Japan entered the Pacific War in December, but Dazai was excused from the draft because of his chronic chest problems. The censors became more reluctant to accept Dazai's offbeat work, but he managed to publish quite a bit anyway, remaining one of the very few authors who managed to turn out interesting material in those years. His house was firebombed twice, but Dazai's family escaped unscathed, with a son, Masaki, born in 1944. His third child, daughter Satoko (who later became famous writer Yuko Tsushima), was born in May 1947.

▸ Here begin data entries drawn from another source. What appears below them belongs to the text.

PR #2152, opened 2023-05-26
#2144: Fix unwanted cache export

### LINKED ISSUE #2144: Embedded vt as a subdirectory exports `ccache` usage to enclosing project
**Describe the bug**

An application that embeds vt and refers to it via `add_subdirectory` finds that it gets `ccache` picked up automatically, regardless of whether the person building the application wanted it, or whether that application has its own configuration mechanism to choose to use `ccache`. Vt should definitely not be doing this in the embedded case.

Offending CMake code is here:
https://github.com/DARMA-tasking/vt/blob/develop/CMakeLists.txt#L28

This corresponds to DARMA-tasking/magistrate#302

**To Reproduce**

**Expected behavior**

**Screenshots**

 - Compiler environment [e.g., clang-4.0, gcc8]

**Additional context**

thearusable:
Fixes #2144

### DIFF
--- a/CMakeLists.txt
+++ b/CMakeLists.txt
@@ -25,14 +25,16 @@ set(
   "${CMAKE_CURRENT_SOURCE_DIR}/cmake/"
 )
 
-# Try to find ccache to speed up compilation
-find_program(ccache_binary ccache)
-if (ccache_binary)
-  message(
-    STATUS
-    "VT: Found ccache binary: ${ccache_binary}; adding launch rule"
-  )
-  set_directory_properties(PROPERTIES RULE_LAUNCH_COMPILE "${ccache_binary}")
+if (NOT DEFINED CMAKE_CXX_COMPILER_LAUNCHER)
+  # Try to find ccache to speed up compilation
+  find_program(ccache_binary ccache)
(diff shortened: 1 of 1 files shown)


nlslatt:
@thearusable What is the new behavior introduced by this PR? Does it avoid forcing ccache on the parent project but still use it for vt embedded in that other project's build?

PhilMiller:
> @thearusable What is the new behavior introduced by this PR? Does it avoid forcing ccache on the parent project but still use it for vt embedded in that other project's build?

I realize reading this PR that I should have thought a bit more about what to say in opening this and https://github.com/DARMA-tasking/magistrate/issues/302. It's one thing if vt or Magistrate uses ccache automatically when built on its own. When built as part of a larger project, it should build the same way the larger project does, and not try to customize things like that.

thearusable:
@nlslatt Yes. After the latest changes it will respect the CMAKE_CXX_COMPILER_LAUNCHER parameter. It will search for ccache only when it's not defined. In other cases it will respect whatever was set in CMAKE_CXX_COMPILER_LAUNCHER for this or parent project.

PR #2185, opened 2023-08-15
#1668: initialize collection stats phase

### LINKED ISSUE #1668: collection stats phase not initialized correctly
**Describe the bug**
Collection stats's phase is not initialized correctly (it defaults to 0). If a collection is created during a non-zero phase, this will create a mismatch between the phase in `CollectStatsMsg` and the phase associated with the collection, causing an assert.

**To Reproduce**
1. call `thePhase()->nextPhaseCollective()`
2. call `makeCollection()`
3. send a message from the collection
4. end the phase, `syncNextPhase` will assert because `stats.getPhase()` is 0 while `msg->getPhase()` is 1

**Expected behavior**
No assert, the phase should be updated in the collection.

**What needs to be done**
 `insertCollectionElement` should call `updatePhase`

nmm0:
Fixes #1668


src/vt/elm/elm_lb_data.cc
```diff
@@ -149,10 +149,13 @@ void ElementLBData::updatePhase(PhaseType const& inc) {
...
-  subphase_timings_[cur_phase_];
-  phase_comm_[cur_phase_];
-  subphase_comm_[cur_phase_];
+  if ( cur_phase_ != 0 )
+  {
+    phase_timings_[cur_phase_];
+    subphase_timings_[cur_phase_];
+    phase_comm_[cur_phase_];
+    subphase_comm_[cur_phase_];
+  }
```
nmm0, line 158: It's not clear to me that this is the best solution, so I'd like feedback. Basically this was causing a test to fail because they were looking at the length of these fields (and I call update in the construction of collection elements with this PR).

My reasoning was that the 0th phase shouldn't really have any timings associated with it. However, an alternative solution would be to avoid calling updatePhase if the phase is 0 from within insertElement.

tests/unit/collection/test_lb_lite.extended.cc
```diff
@@ -150,6 +150,41 @@ TEST_F(TestLB, test_lb_1) {
...
+  auto proxy2 = theCollection()->constructCollective<LBTest>(
+    range, "test_lb_phases_stats_2"
+  );
+
+  for (int i = 0; i < num_iter; i++) {
+    vt::runInEpochCollective([=]{
+      proxy2.broadcastCollective<IterMsg,&LBTest::iterWork>(i);
+    });
+
+    vt::thePhase()->nextPhaseCollective();
```
nmm0, line 184: This will assert without the fix (from mismatched phases)

src/vt/elm/elm_lb_data.cc
nmm0: In the meeting we decided to remove this in favor of a setPhase function

src/vt/vrt/collection/manager.impl.h
```diff
@@ -1182,6 +1182,9 @@ bool CollectionManager::insertCollectionElement(
     elm_holder->insert(idx, typename Holder<IndexT>::InnerHolder{
       std::move(vc)
     });
+    auto raw_ptr = elm_holder->lookup(idx).getRawPtr();
+    raw_ptr->getLBData().resetPhase();
+    raw_ptr->getLBData().updatePhase(thePhase()->getCurrentPhase());
```
nmm0, line 1187: This will be changed to the new setPhase

nmm0:
There appear to be some issues with this implementation that are not caught by new or existing tests, but show up in one of my application runs. So I'm investigating what the cause is.

src/vt/elm/elm_lb_data.cc
thearusable: Updated to `setPhase`

src/vt/vrt/collection/manager.impl.h
thearusable: Updated to `setPhase`

nmm0:
> @nmm0 Were you able to identify the issue?

Hey @thearusable sorry, I haven't had a chance, I've been out sick for a little while. I'll be looking into it but the main thing is that on one of the NimbleSM application runs, it eventually fails with a mismatched phase number. I'm not sure what the exact cause of it is, but I think it may be an inserted element not getting its phase number set correctly (I did remove that logic from the insert function but thought it would be covered in the other function it got moved to).

lifflander (approved):

PR #100, opened 2021-03-14
BUGFIX: Pass shadow-specific per-view descriptor set.

DavidVonDerau:
Commit 5637071b4ecb10f19b9b6e42def1d3071ef160cb wasn't passing the per-view descriptor sets to the shadow pass and no shadows were drawn as a result.

It didn't make sense to share the same per-view uniform as the opaque pass because the shadow pass doesn't need any of the lighting data, so this commit defines new shadow uniforms in `mesh_shadow_map.glsl`. As there's no usage of most of the definitions in `mesh.glsl`, I removed the import of that entirely. This greatly reduced the size of the generated code for `mesh_shadow_map.vert`. In the demo's `Mesh` feature, `per_view_descriptor_set` is no longer an `Option` because it's required for both the opaque & the shadow draw calls. The shadow map view data is collected in `shadow_per_view_descriptor_set_layouts`, populated by the `"create per view dsecriptor sets"` scope, and ultimately assigned to each node at the `add_render_node` call-site. The `is_shadow_pass` argument was removed from `add_render_node` because it wasn't used anymore.


demo/shaders/glsl/mesh_shadow_map.glsl
```diff
@@ -0,0 +1,40 @@
...
+//         mag_filter: Linear,
+//         min_filter: Linear,
+//         mip_map_mode: Linear,
+//         address_mode_u: Repeat,
+//         address_mode_v: Repeat,
+//         address_mode_w: Repeat,
+//         max_anisotropy: 16.0,
+//     )
+// ])]
+layout (set = 0, binding = 1) uniform sampler smp;
```
DavidVonDerau, line 19: It's not clear to me if this needs to be defined for this shadow. We only bind a depth attachment, right?

demo/shaders/glsl/mesh_shadow_map.glsl
```diff
@@ -0,0 +1,40 @@
...
+//         mip_map_mode: Linear,
+//         address_mode_u: ClampToEdge,
+//         address_mode_v: ClampToEdge,
+//         address_mode_w: ClampToEdge,
+//         anisotropy_enable: true,
+//         max_anisotropy: 16.0,
+//         compare_op: Greater,
+//     )
+// ])]
+layout (set = 0, binding = 2) uniform sampler smp_depth;
```
DavidVonDerau, line 34: I wondered if I should pull out these sampler definitions into a common file other than `mesh.glsl` so they could be imported into both `mesh.frag` and `mesh_shadow_map.vert`, but I wasn't sure if any code depended on these samplers being the same between both shaders. It seemed like the answer would be no.

demo/shaders/glsl/mesh_shadow_map.glsl
aclysma: Yeah, I don't think we would need that now

demo/shaders/glsl/mesh_shadow_map.glsl
aclysma: Yeah, I don't think we need any samplers when rendering shadow maps

demo/shaders/glsl/mesh_shadow_map.glsl
DavidVonDerau: Removed.

demo/shaders/glsl/mesh_shadow_map.glsl
DavidVonDerau: Removed.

In July 1947 Dazai's best-known work, The Setting Sun (Shayô, 斜陽) was published, propelling an already popular writer into a celebrity. Not that this seemed to help Dazai much: always a heavy drinker, he was turning into an actual alcoholic, he had already fathered a child out of wedlock with a fan, and his health was also rapidly deteriorating. At this time Dazai met Tomie Yamazaki, a beautician and war widow who had lost her husband after 10 days of married life. Dazai effectively abandoned his wife and children and moved in with Tomie, writing his quasi-autobiography Ningen Shikkaku (人間失格, usually translated "No Longer Human" but perhaps closer in meaning to "Disqualified from Humanity") at the hot-spring resort Atami. On June 13, 1948, Dazai and Tomie finally succeeded, drowning themselves in the Tamagawa Canal.

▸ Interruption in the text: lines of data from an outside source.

PR #102, opened 2021-03-15
Add depth prepass

DavidVonDerau:
This change removes the shadow pass from the `mesh.material` and instead defines a new `depth.material`. The `MeshAssetPart` created by `gltf/assets.rs` now have boolean values for `casts_shadows` or `receives_shadows` instead of the optional shadow material -- this assumes that all generating shadows for a given mesh part can use the new predefined material. The new `depth.material` is passed through the `mesh/extract` job into `mesh/prepare` where it is used for both shadows and the depth pre-pass.


demo/src/assets/gltf/assets.rs
```diff
@@ -138,8 +138,8 @@ pub struct MeshAssetData {
 pub struct MeshAssetPart {
     pub opaque_pass: MaterialPass,
     pub opaque_material_descriptor_set: DescriptorSetArc,
-    // These are optional because we might want to disable casting shadows
-    pub shadow_map_pass: Option<MaterialPass>,
+    pub casts_shadows: bool,
+    pub receives_shadows: bool,
```
DavidVonDerau, line 142: These `casts_shadows` or `receives_shadows` can probably just be removed if the plan is to move them to some higher level `RenderProxy` concept.

rafx-assets/src/assets/asset_manager.rs
```diff
@@ -279,6 +279,25 @@ impl AssetManager {
             .map(|x| x.material_pass_resource.clone())
     }
 
+    pub fn get_material_pass_by_name(
```
aclysma, line 282: I've been thinking about having fewer functions (i.e. eventually removing accessors like get_material_pass_by_index) on AssetManager. Maybe functions like this could be on the MaterialAsset and we just have a single function returning the &MaterialAsset. So someone could do `asset_manager.committed_asset(material_handle)?.get_material_pass_by_phase(...)`

demo/src/assets/gltf/assets.rs
aclysma: Do you mean as fields in `MeshRenderNode` or something else?

DavidVonDerau: Yeah, something populated by the extract job. I can see a reason why you'd import a model into the world and then, on a per "entity" basis, decide whether or not it should cast shadows with some component. During the extract, at the same time we pull out the model info, we'd also check that component to see if we should cast or receive shadows.

demo/src/features/mesh/extract.rs
```diff
@@ -122,7 +123,20 @@ impl ExtractJob for MeshExtractJob {
...
+        let static_resources = extract_context
+            .render_resources
+            .fetch::<MeshStaticResources>();
+
+        let asset_manager = extract_context
+            .render_resources
+            .fetch::<AssetManagerRenderResource>();
+
+        let depth_material = asset_manager
+            .get_material_pass_by_name(&static_resources.depth_material, "Depth")
```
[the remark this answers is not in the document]
DavidVonDerau: I was torn on that. I felt that the index lookup might be more brittle (e.g. if we add a multi-view depth pass for point lights) but obviously right now it doesn't matter since there's only the one pass.

rafx-assets/src/assets/asset_manager.rs
DavidVonDerau: That's fine with me. I'll move them.

demo/assets/materials/depth.material
```diff
@@ -0,0 +1,19 @@
...
+        (
+            name: Some("Depth"),
+            fixed_function_state: (
+                depth_testing: EnabledReverseZ,
+                cull_mode: Some(None),
+            ),
+            shaders: [
+                (
+                    stage: Vertex,
+                    shader_module: "../shaders/mesh_shadow_map.vert.cookedshaderpackage",
```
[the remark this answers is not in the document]
DavidVonDerau: Yep. Will do.

demo/src/features/mesh/extract.rs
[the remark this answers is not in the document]
aclysma: We could consider a function like `get_only_material_pass` (or some other better name!) that asserts there is exactly 1 material pass in the material and returns it. That would make intent clear and avoid silent failure of using the wrong material pass.

demo/src/assets/gltf/assets.rs
aclysma: Yeah that sounds good!

demo/src/features/mesh/extract.rs
```diff
@@ -122,7 +123,21 @@ impl ExtractJob for MeshExtractJob {
             })
             .collect();
 
+        let static_resources = extract_context
+            .render_resources
+            .fetch::<MeshStaticResources>();
+
+        let asset_manager = extract_context
```
aclysma, line 130: We fetched this previously so this line can probably be removed

demo/src/features/imgui/extract.rs
```diff
@@ -59,7 +59,8 @@ impl ExtractJob for ImGuiExtractJobImpl {
             .fetch::<ImguiStaticResources>()
             .imgui_material;
         let imgui_material_pass = asset_manager
```
aclysma, line 61: Is it possible to do:

```rust
let imgui_material_pass = asset_manager
             .get_material_pass_by_index(imgui_material, 0)
             .committed_asset(imgui_material)
             .unwrap()
             .get_single_material_pass()
             .unwrap();
```

demo/src/features/debug3d/extract.rs
```diff
@@ -38,7 +38,8 @@ impl ExtractJob for Debug3dExtractJob {
             .debug3d_material;
 
         let debug3d_material_pass = asset_manager
```
aclysma, line 40: Can we do

```rust
        let debug3d_material_pass = asset_manager
             .get_material_pass_by_index(&debug3d_material, 0)
             .committed_asset(&debug3d_material)
             .unwrap();
             .get_single_material_pass()
             .unwrap();
```

demo/src/features/text/extract.rs
```diff
@@ -37,7 +37,8 @@ impl ExtractJob for TextExtractJob {
             .fetch::<TextStaticResources>()
             .text_material;
         let text_material_pass = asset_manager
-            .get_material_pass_by_index(&text_material, 0)
+            .committed_asset(&text_material)
+            .map(|x| x.get_single_material_pass().unwrap())
```
aclysma, line 41: same as other comment, might not need the map()

demo/src/render_graph_generator/mod.rs
```diff
@@ -125,19 +125,23 @@ impl RenderGraphGenerator for DemoRenderGraphGenerator {
             compute_test::compute_test_pass(&mut graph_context, &compute_test_pipeline);
 
         let bloom_extract_material_pass = asset_manager
-            .get_material_pass_by_index(&static_resources.bloom_extract_material, 0)
+            .committed_asset(&static_resources.bloom_extract_material)
+            .map(|x| x.get_single_material_pass().unwrap())
```
aclysma, line 131: these as well

rafx-assets/src/assets/graphics_pipeline/assets.rs
```diff
@@ -349,6 +350,51 @@ impl MaterialAsset {
     ) -> Option<usize> {
         self.inner.pass_phase_to_index.get(&index).copied()
     }
+
+    pub fn get_single_material_pass(&self) -> RafxResult<ResourceArc<MaterialPassResource>> {
+        if self.inner.passes.len() == 1 {
+            Ok(self
+                .inner
+                .passes
```
aclysma, line 370: since we checked length, we could do inner.passes[0].material_pass_resource

rafx-assets/src/assets/graphics_pipeline/assets.rs
```diff
@@ -349,6 +350,51 @@ impl MaterialAsset {
...
+                .get(0)
+                .unwrap()
+                .material_pass_resource
+                .clone())
+        } else {
+            Err(RafxError::StringError(
```
aclysma, line 376: This could probably be Err("Found more than one MaterialPass in MaterialAsset.")?

I'd mention "get_single_material_pass" in the error. Something like "get_single_material_pass was called on a MaterialAsset that does not have exactly 1 MaterialPass"

rafx-assets/src/assets/graphics_pipeline/assets.rs
```diff
@@ -349,6 +350,51 @@ impl MaterialAsset {
...
+    }
+
+    pub fn get_material_pass_by_index(
+        &self,
+        index: usize,
+    ) -> Option<ResourceArc<MaterialPassResource>> {
+        self.inner
+            .passes
+            .get(index)
+            .map(|x| x.material_pass_resource.clone())
```
aclysma, line 389: Could probably do .get(index)?.clone()

aclysma: same for the two similar cases below

DavidVonDerau: This did not work, but I addressed everything else.

aclysma:
Nice, I'll merge it once CI finishes :)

As noted above, Dazai's most characteristic style is first-person and autobiographical, his tales thinly disguised and painfully factual stories of what has happened to him, or perhaps more what he has done to himself. At his best these can be both poetic and wrenching, although all too often Dazai veers off the knife's edge into being either embarassingly explicit or merely whining pathetically. The overall tone is distinctly downbeat, occasionally outright suicidal, although in some works there is quite a bit of black humor as well. His original Japanese has a tendency to feature jawbreaker sentences several pages long, but fortunately these have mostly been made more reasonable in translation.

Brief Bibliography

Titles given also in English if the novel or story collection in question has been translated.

1935: Doke no Hana
1937: Nijusseiki Kishu; Kyoko no Hoko
1939: Ai to Bi ni Tsuite; Joseito; Bannen (The Twilight Years)
1940: Onna no Ketto
1941: Shin Hamuretto (The New Hamlet)
1942: Seigi to Bisho
1943: Udaijin Sanetomo
1944: Tsugaru
1945: Otogi Zoshi (Fairy Tales); Sekibetsu; Shin Shokokubanashi
1946: Pandora no Hako; Fuyu no Hanabi
1947: Kyoshin no Kami; Shayo (Setting Sun); Biyon no Tsuma; Tokatonton
1948: Nyoze Gabun; Ningen Shikkaku (No Longer Human); Goodbye


Dazai, Osamu. Self Portraits: Stories. Kodansha 1992.